▶ **Requirement**: For every line in the records that has the word "attrs", make a copy.

***

PR #903, opened 2021-11-09
feat: styled-components attrs codemod

blackheart-atlassian:
Work in progress PR, just wanna to start a discussion and hear your thoughts. I know it might be a lot to review, but want to hear some feedback as soon as possible.

we transform from:
```
export const Input = styled.input.attrs(props => ({
  style: (props) => ({
    left: props.left,
    top: props.top,
  }),
  type: 'text',
}))`
  position: absolute;
`;
```

to:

***

▶ **Exercise output**:
feat: styled-components attrs codemod
export const Input = styled.input.attrs(props => ({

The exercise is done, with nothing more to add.